Just used my 11 month rarp to check for 3 nights beginning July29, 2014. They only saw a 1 night reservation at Seawatch, nothing at OB, a 1Br for 5 nights at Westwinds but I did get a 3br for the 3 nights I wanted at the Cottages. My pref was Seawatch or OB but don't mind checking out the cottages for a change. Never stayed at the cottages before since I like beach front. I'll still check for what I want all the way up to the 15 day window next summer.


----------



## gemini2678 (Aug 29, 2013)

Explorer7 said:


> Just used my 11 month rarp to check for 3 nights beginning July29, 2014. They only saw a 1 night reservation at Seawatch, nothing at OB, a 1Br for 5 nights at Westwinds but I did get a 3br for the 3 nights I wanted at the Cottages. My pref was Seawatch or OB but don't mind checking out the cottages for a change. Never stayed at the cottages before since I like beach front. I'll still check for what I want all the way up to the 15 day window next summer.

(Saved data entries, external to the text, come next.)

PR #776, opened 2026-06-28
[COMPRESS-727] Provide a symlink-resistant and concurrency-safe archive Extractor

tomasilluminati:
Adds a security-first Extractor under archivers. extractor with a SecureDirectoryStream-based race-safe path on Linux and a best-effort base extractor elsewhere. Symlink and special-file policies, safe hard-link resolution, tests and a changes.xml entry are included.

### DIFF
--- a/src/main/java/org/apache/commons/compress/archivers/extractor/Extractor.java
+++ b/src/main/java/org/apache/commons/compress/archivers/extractor/Extractor.java
@@ -237,6 +237,9 @@ public class Extractor {
         if (resolved.equals(rootDirectory)) {
             return null;
         }
+        // A component of only dots or spaces (for example "...") is stripped by Windows and can alias the root, which this
+        // lexical equality does not catch. The entry still stays within the root and its no-follow CREATE_NEW write fails
+        // closed rather than replacing the root, so this is a known corner case rather than a boundary escape.
         if (!isWithinRoot(resolved)) {
             throw new ArchiveException("Entry '%s' would escape the extraction root", name);
         }
@@ -258,9 +261,14 @@ public class Extractor {
             final BasicFileAttributes attrs;
             try {
                 attrs = Files.readAttributes(current, BasicFileAttributes.class, LinkOption.NOFOLLOW_LINKS);
-            } catch (final NoSuchFileException e) {
-                Files.createDirectory(current);
-                continue;
+            } catch (final IOException e) {
+                // readAttributes documents only IOException, and NoSuchFileException is an optional specific exception, so
+                // confirm the component is genuinely missing before creating it and rethrow any other I/O error.
+                if (e instanceof NoSuchFileException || Files.notExists(current, LinkOption.NOFOLLOW_LINKS)) {
+                    Files.createDirectory(current);
+                    continue;
+                }
+                throw e;
             }
             if (attrs.isSymbolicLink()) {
                 throw new ArchiveException("Refusing to traverse symbolic link: %s", current);
--- a/src/main/java/org/apache/commons/compress/archivers/extractor/Extractor.java
+++ b/src/main/java/org/apache/commons/compress/archivers/extractor/Extractor.java
@@ -1,0 +1,388 @@
+/*
+ * Licensed to the Apache Software Foundation (ASF) under one
+ * or more contributor license agreements.  See the NOTICE file
+ * distributed with this work for additional information
+ * regarding copyright ownership.  The ASF licenses this file
+ * to you under the Apache License, Version 2.0 (the
+ * "License"); you may not use this file except in compliance
+ * with the License.  You may obtain a copy of the License at
+ *
+ *   https://www.apache.org/licenses/LICENSE-2.0
+ *
+ * Unless required by applicable law or agreed to in writing,
+ * software distributed under the License is distributed on an
+ * "AS IS" BASIS, WITHOUT WARRANTIES OR CONDITIONS OF ANY
+ * KIND, either express or implied.  See the License for the
+ * specific language governing permissions and limitations
+ * under the License.
+ */
+package org.apache.commons.compress.archivers.extractor;
+
+import java.io.IOException;
+import java.io.InputStream;
+import java.io.OutputStream;
+import java.nio.channels.Channels;
+import java.nio.file.DirectoryStream;
+import java.nio.file.Files;
+import java.nio.file.InvalidPathException;
+import java.nio.file.LinkOption;
+import java.nio.file.NoSuchFileException;
+import java.nio.file.Path;
+import java.nio.file.SecureDirectoryStream;
+import java.nio.file.StandardOpenOption;
+import java.nio.file.attribute.BasicFileAttributes;
+import java.util.Enumeration;
+import java.util.Objects;
+
+import org.apache.commons.compress.archivers.ArchiveEntry;
+import org.apache.commons.compress.archivers.ArchiveException;
+import org.apache.commons.compress.archivers.ArchiveInputStream;
+import org.apache.commons.compress.archivers.tar.TarArchiveEntry;
+import org.apache.commons.compress.archivers.tar.TarFile;
+import org.apache.commons.compress.archivers.zip.ZipArchiveEntry;
+import org.apache.commons.compress.archivers.zip.ZipFile;
+import org.apache.commons.io.IOUtils;
+
+/**
+ * Safely materializes an archive into a target directory, including symbolic links, while resisting both symlink-slip from
+ * the archive itself and concurrent symlink races from third parties.
+ * <p>
+ * Obtain an instance with {@link #newExtractor(Path)}, which returns the strongest implementation the platform supports: a
+ * race-safe extractor backed by {@link SecureDirectoryStream} where the file system provides one (Linux), otherwise this
+ * best-effort base implementation. The base implementation resolves every path component with
+ * {@link LinkOption#NOFOLLOW_LINKS} and writes regular files {@code CREATE_NEW}, which stops symlink-slip from the archive and
+ * silent overwrites, but it cannot fully close a concurrent time-of-check-to-time-of-use race; that residual is documented
+ * and only the secure implementation removes it.
+ * </p>
+ * <p>
+ * Defaults are conservative: symbolic-link entries are rejected ({@link SymlinkPolicy#REJECT}), special entries are skipped
+ * ({@link SpecialFilePolicy#SKIP}), and existing files are not overwritten. Instances are not thread-safe: configure an
+ * instance before extracting and do not share it across concurrent extractions.
+ * </p>
+ *
+ * @since 1.29.0
+ */
+public class Extractor {
+
+    enum EntryType {
+        FILE, DIRECTORY, SYMLINK, HARD_LINK, SPECIAL
+    }
+
+    /**
+     * Creates an extractor for {@code targetDirectory}, returning a race-safe implementation when the platform's file system
+     * provider exposes a {@link SecureDirectoryStream} (Linux), otherwise a best-effort implementation.
+     *
+     * @param targetDirectory an existing directory into which archives are extracted; resolved to its real path.
+     * @return an extractor bound to {@code targetDirectory}.
+     * @throws IOException if {@code targetDirectory} does not exist or is not a directory.
+     * @since 1.29.0
+     */
+    public static Extractor newExtractor(final Path targetDirectory) throws IOException {
+        final Path root = Objects.requireNonNull(targetDirectory, "targetDirectory").toRealPath();
+        if (!Files.isDirectory(root)) {
+            throw new IOException("Target is not a directory: " + targetDirectory);
+        }
+        try (DirectoryStream<Path> stream = Files.newDirectoryStream(root)) {
+            if (stream instanceof SecureDirectoryStream) {
+                return new SecureExtractor(root);
+            }
+        }
+        return new Extractor(root);
+    }
+
+    /** The validated, canonical extraction root. */
+    final Path rootDirectory;
+
+    private SymlinkPolicy symlinkPolicy = SymlinkPolicy.REJECT;
+
+    private SpecialFilePolicy specialFilePolicy = SpecialFilePolicy.SKIP;
+
+    private boolean overwrite;
+
+    private Runnable beforeLeafWrite;
+
+    Extractor(final Path rootDirectory) {
+        this.rootDirectory = rootDirectory;
+    }
+
+    private static EntryType classify(final ArchiveEntry entry) {
+        if (entry instanceof TarArchiveEntry) {
+            final TarArchiveEntry tar = (TarArchiveEntry) entry;
+            if (tar.isSymbolicLink()) {
+                return EntryType.SYMLINK;
+            }
+            if (tar.isLink()) {
+                return EntryType.HARD_LINK;
+            }
+            if (tar.isBlockDevice() || tar.isCharacterDevice() || tar.isFIFO()) {
+                return EntryType.SPECIAL;
+            }
+            return tar.isDirectory() ? EntryType.DIRECTORY : EntryType.FILE;
+        }
+        if (entry instanceof ZipArchiveEntry && ((ZipArchiveEntry) entry).isUnixSymlink()) {
+            return EntryType.SYMLINK;
+        }
+        return entry.isDirectory() ? EntryType.DIRECTORY : EntryType.FILE;
+    }
+
+    /**
+     * Extracts the entries of an {@link ArchiveInputStream}.
+     * <p>
+     * Zip unix symbolic links are recognized only through {@link #extract(ZipFile)}: their unix mode lives in the central
+     * directory, which a stream does not expose, so a zip symbolic link presented through a stream is materialized as a
+     * regular file (no-follow, create-new) rather than a link.
+     * </p>
+     *
+     * @param archive the archive to extract; not closed by this method.
+     * @throws IOException if extraction fails or a policy rejects an entry.
+     * @since 1.29.0
+     */
+    public void extract(final ArchiveInputStream<?> archive) throws IOException {
+        ArchiveEntry entry;
+        while ((entry = archive.getNextEntry()) != null) {
+            if (!archive.canReadEntryData(entry)) {
+                continue;
+            }
+            final EntryType type = classify(entry);
+            String linkTarget = null;
+            if (type == EntryType.SYMLINK || type == EntryType.HARD_LINK) {
+                // Only tar carries link metadata through a stream: a zip unix symbolic link is recognized solely from the
+                // central directory (see extract(ZipFile)), which a stream does not expose, so classify never reports a
+                // streamed entry as a link unless it is a TarArchiveEntry.
+                linkTarget = ((TarArchiveEntry) entry).getLinkName();
+            }
+            process(entry.getName(), type, linkTarget, type == EntryType.FILE ? archive : null);
+        }
+    }
+
+    /**
+     * Extracts the entries of a {@link TarFile}.
+     *
+     * @param archive the archive to extract; not closed by this method.
+     * @throws IOException if extraction fails or a policy rejects an entry.
+     * @since 1.29.0
+     */
+    public void extract(final TarFile archive) throws IOException {
+        for (final TarArchiveEntry entry : archive.getEntries()) {
+            final EntryType type = classify(entry);
+            if (type == EntryType.FILE) {
+                try (InputStream content = archive.getInputStream(entry)) {
+                    process(entry.getName(), type, null, content);
+                }
+            } else {
+                final String linkTarget = type == EntryType.SYMLINK || type == EntryType.HARD_LINK ? entry.getLinkName() : null;
+                process(entry.getName(), type, linkTarget, null);
+            }
+        }
+    }
+
+    /**
+     * Extracts the entries of a {@link ZipFile}.
+     *
+     * @param archive the archive to extract; not closed by this method.
+     * @throws IOException if extraction fails or a policy rejects an entry.
+     * @since 1.29.0
+     */
+    public void extract(final ZipFile archive) throws IOException {
+        final Enumeration<ZipArchiveEntry> entries = archive.getEntries();
+        while (entries.hasMoreElements()) {
+            final ZipArchiveEntry entry = entries.nextElement();
+            if (!archive.canReadEntryData(entry)) {
+                continue;
+            }
+            final EntryType type = classify(entry);
+            if (type == EntryType.FILE) {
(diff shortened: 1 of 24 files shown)


tomasilluminati:
@ppkarwasz PR Opened.

tomasilluminati:
@ppkarwasz Fixed the Windows Test Errors.

garydgregory (commented):
Hello @tomasilluminati 
This is interesting and I am hoping we can extract something more generic on this theme.

The background nugget is hidden in Apache Commons Text in the package-private class  [PathFence](https://github.com/apache/commons-text/blob/master/src/main/java/org/apache/commons/text/lookup/PathFence.java).

I extracted the class for addition in Apache Commons IO in [PR 805](https://github.com/apache/commons-io/pull/805) but it might not be good enough. The IO PR is something I had started to iterate with @ppkarwasz but other things popped up since and now seems like a good time to revist.

There are two concerns: resolving relative paths and dealing with various types of file system links. Handling the relative path issue is "simple", the links less so. At first glance it looks like you've covered many cases here.

I'm not sure if both concerns should be intermingled in one class or composed.

Can you see a PathFence class as something that can be improved on and reused here?

The PathFence could also be reused in Apache Commons Configuration for example.

Looking forward to your thoughts.

TY!

tomasilluminati:
@garydgregory 
Thanks, this is a great direction, I'm keen to reuse PathFence instead of carrying my own containment code.

The syntactic part is a clean fit. toAbsolutePath().normalize() plus the within-root check is generic, and Compress, Configuration and Text can all share it as-is.

Links are the tricky bit, and I'd lean toward composing rather than folding them in. Part of why they resist living in a path predicate is that during extraction the entry doesn't exist yet, so I can't just toRealPath() the target. The real protection ends up being operational, resolve each component no-follow, create with CREATE_NEW so an existing link is never followed, and on Linux write relative to the directory handle (SecureDirectoryStream) to close the TOCTOU window. That's bound to the act of creating files, not to judging a path.

Where @ppkarwasz point lands well is the already-on-disk case, like a trusted config dir. There a resolving check (toRealPath then the same within-root test) makes sense, and that could be an optional mode in PathFence. The extractor would lean on the syntactic decision and keep its no-follow creation layer on top.

So my vote is composed. PathFence owns the containment decision, extraction-specific link safety sits around it, and PathFence stays light enough for Configuration to reuse.

Happy to dig into the IO PR with you and Piotr whenever it's a good time, and to bring over the link cases I already cover as tests. Thanks.

src/main/java/org/apache/commons/compress/archivers/extractor/Extractor.java
```diff
@@ -0,0 +1,388 @@
...
+     * target that resolves outside the root is rejected; under {@link SymlinkPolicy#ALLOW_ALL} the link is created verbatim.
+     */
+    void writeSymbolicLink(final Path leaf, final String linkTarget) throws IOException {
+        if (symlinkPolicy == SymlinkPolicy.ALLOW_WITHIN_ROOT) {
+            final Path parent = leaf.getParent();
+            final Path resolved = (parent != null ? parent : rootDirectory).resolve(linkTarget).normalize();
+            if (!resolved.startsWith(rootDirectory)) {
+                throw new ArchiveException("Symbolic link target escapes the extraction root: %s -> %s", leaf, linkTarget);
+            }
+        }
```
Marcono1234, line 417: It looks like this `ALLOW_WITHIN_ROOT` validation can be circumvented, but fixing this might be pretty difficult or impossible.
See https://issues.apache.org/jira/browse/COMPRESS-727?focusedCommentId=18092597#comment-18092597

src/main/java/org/apache/commons/compress/archivers/extractor/Extractor.java
```diff
@@ -0,0 +1,388 @@
...
+    }
+
+    /**
+     * Resolves {@code name} against the extraction root and rejects any result that escapes it (the lexical zip-slip guard).
+     */
+    private Path resolveWithinRoot(final String name) throws ArchiveException {
+        final Path resolved = rootDirectory.resolve(name).normalize();
+        if (!resolved.startsWith(rootDirectory)) {
+            throw new ArchiveException("Entry '%s' would escape the extraction root", name);
+        }
```
Marcono1234, line 245: Maybe this should also handle the case where `resolved.equals(rootDirectory)` (e.g. for entry names like `/`, `.`, `a/..`).

There are multiple ways in which this could go wrong / could be exploitable:
- Depending on the `Files` API being used, this could lead to `rootDirectory` being deleted and replaced with a regular file instead
- If this is ever extended to also apply file permissions to created files and directories, it could change the permissions of `rootDirectory`

Currently this implementation is not affected by this, but it is conceivable that it becomes affected in case of future refactoring.
Therefore would be good to explicitly handle this case.

Might be best to throw an exception as well?
Except for `/` which might redundantly exist in some non-malicious ZIP file? But in that case the caller of `resolveWithinRoot` would have to skip processing. Maybe could use a `Optional` / nullable return type here and use _empty_ / null for `/` and let the caller skip it.

tomasilluminati:
@Marcono1234 thanks, both are good calls.

On ALLOW_WITHIN_ROOT, you're right. The lexical normalize() check can't model how the OS resolves .. after a symlink component, and with the forward-reference ordering even a real-path check at creation wouldn't catch it, since the second link doesn't exist yet when the first is validated. So that mode can't promise every created link stays inside the root once they are followed together. I'd document it as best-effort and lexical, calling out that it cannot prevent escapes via chained or indirect symlinks, with REJECT (the default) or SKIP as the safe choices for untrusted archives. Worth noting that extraction itself never follows these links (the write path resolves every component no-follow), so nothing is written outside the root during extraction. The hazard is a created link that escapes when something follows it later, and the docs should say so plainly. If a hard guarantee is ever needed, the only way I see is a post-extraction pass that toRealPath-validates every created symlink and drops the escapers, which could be a future opt-in.

On resolveWithinRoot and resolved.equals(rootDirectory), agreed, better to be explicit than to rely on the downstream ops being safe today. Entries that resolve to the root itself (/, ., a/.. and friends) carry nothing to materialize, so I'd skip them rather than target the root path. I'll have resolveWithinRoot signal that case and let the caller skip, so a benign / entry doesn't fail the extraction and nothing ever writes to or replaces the root, plus tests for those names.

Before I push this, @garydgregory @ppkarwasz does this direction sound right to you (document ALLOW_WITHIN_ROOT as best-effort, and skip entries that resolve to the root)? If you are good with it, I'll proceed.

garydgregory:
> @garydgregory Thanks, this is a great direction, I'm keen to reuse PathFence instead of carrying my own containment code.
> 
> The syntactic part is a clean fit. toAbsolutePath().normalize() plus the within-root check is generic, and Compress, Configuration and Text can all share it as-is.
> 
> Links are the tricky bit, and I'd lean toward composing rather than folding them in. Part of why they resist living in a path predicate is that during extraction the entry doesn't exist yet, so I can't just toRealPath() the target. The real protection ends up being operational, resolve each component no-follow, create with CREATE_NEW so an existing link is never followed, and on Linux write relative to the directory handle (SecureDirectoryStream) to close the TOCTOU window. That's bound to the act of creating files, not to judging a path.
> 
> Where @ppkarwasz point lands well is the already-on-disk case, like a trusted config dir. There a resolving check (toRealPath then the same within-root test) makes sense, and that could be an optional mode in PathFence. The extractor would lean on the syntactic decision and keep its no-follow creation layer on top.
> 
> So my vote is composed. PathFence owns the containment decision, extraction-specific link safety sits around it, and PathFence stays light enough for Configuration to reuse.
> 
> Happy to dig into the IO PR with you and Piotr whenever it's a good time, and to bring over the link cases I already cover as tests. Thanks.

Let's iron out the PathFence in Commons IO if you are available. I'd love to get that out and reuse it as it fits best. If we need a separate link utility, that sounds like a good Commons IO addition as well. Then we could compose in Compress, Configuration, Text, and maybe others like JEXL.
WDYT?

src/main/java/org/apache/commons/compress/archivers/extractor/Extractor.java
```diff
@@ -0,0 +1,388 @@
...
+        Path current = rootDirectory;
+        for (final Path component : rootDirectory.relativize(directory)) {
+            current = current.resolve(component);
+            final BasicFileAttributes attrs;
+            try {
+                attrs = Files.readAttributes(current, BasicFileAttributes.class, LinkOption.NOFOLLOW_LINKS);
+            } catch (final NoSuchFileException e) {
+                Files.createDirectory(current);
+                continue;
+            }
```
Marcono1234, line 272: `Files#readAttributes` does not document that it can throw `NoSuchFileException`, and in general `NoSuchFileException` is an "optional specific exception" and might not be reported by all file system implementations (?). So this seems to rely on implementation details.

Maybe this should do `catch (IOException e)` and then when `if (e instanceof NoSuchFileException || Files.notExists(current, LinkOption.NOFOLLOW_LINKS)) { ... create directory }` and otherwise rethrow `e`?

src/main/java/org/apache/commons/compress/archivers/extractor/Extractor.java
Marcono1234: Hmm, just checking `resolved.equals(rootDirectory)` does not seem enough:
It seems Windows has some quirks with leading spaces and trailing dots, for example the name `" ."`:
- is not removed by `normalize()`
- effectively acts like `.`
- causes a trailing `\` _in the path name_ when obtaining the last name element
    ```java
    var dir = Path.of(".").toAbsolutePath();
    var bogus = dir.resolve(" .").toRealPath();
    System.out.println(bogus.getName(bogus.getNameCount() - 1));
    ```

tomasilluminati:
@Marcono1234 thanks, both were right, addressed both.

ALLOW_WITHIN_ROOT: you're right that it can't be a hard guarantee, so I rewrote the constant's Javadoc to say plainly it is best-effort and lexical (it does not stop a link reached through another link, or an in-root chain that escapes only once the OS resolves it), with REJECT (default) and SKIP called out as the safe modes for untrusted input, plus a new "Safe Extraction" section in the user guide. Your indirect-symlink PoC is now a test: blocked under REJECT and SKIP, and under ALLOW_WITHIN_ROOT/ALLOW_ALL the links are created but nothing is written outside the root during extraction.

resolveWithinRoot: it now returns null when the entry resolves to the root itself and the caller skips it, so a benign . or a/.. no longer fails and nothing ever targets or replaces the root. I kept it a nullable Path rather than Optional to match the codebase, escapes still throw, and I folded the four containment checks into one isWithinRoot helper with a sibling-prefix test.

Pushed. Thanks for the careful review.

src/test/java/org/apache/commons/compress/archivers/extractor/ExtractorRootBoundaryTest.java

Wow!!  Thanks for the info - so even before the 10 month window everything has been booked?  Looks like we'll definitely be vacationing somewhere besides Myrtle Beach next summer (although we expected as much) and I'll be on the phone bright and early at 13 months to book my vacation for 2015!


----------



## uscav8r (Aug 29, 2013)

gemini2678 said:


> Wow!!  Thanks for the info - so even before the 10 month window everything has been booked?  Looks like we'll definitely be vacationing somewhere besides Myrtle Beach next summer (although we expected as much) and I'll be on the phone bright and early at 13 months to book my vacation for 2015!



Speaking with a VC, supposedly even a resort that is "fully booked" while in ARP will actually open up some more inventory for the Standard Reservation window at 10 months. I don't know how accurate that is, but I did see a bunch of availability at OB between 6/21 and 7/5 next year when I looked earlier this week (within 10 month window).


----------



## Myxdvz (Aug 29, 2013)

For some resorts, MB being one of them -- there are block out dates for ARP.  I was told that MB resorts can't be booked for holiday weeks (4th of July, Easter, Christmas) at 13 months.


----------



## uscav8r (Aug 29, 2013)

Myxdvz said:


> For some resorts, MB being one of them -- there are block out dates for ARP.  I was told that MB resorts can't be booked for holiday weeks (4th of July, Easter, Christmas) at 13 months.



Was that for MB deeded points or CWA (which you have) or both?


----------



## antjmar (Aug 30, 2013)

Myxdvz said:


> For some resorts, MB being one of them -- there are block out dates for ARP.  I was told that MB resorts can't be booked for holiday weeks (4th of July, Easter, Christmas) at 13 months.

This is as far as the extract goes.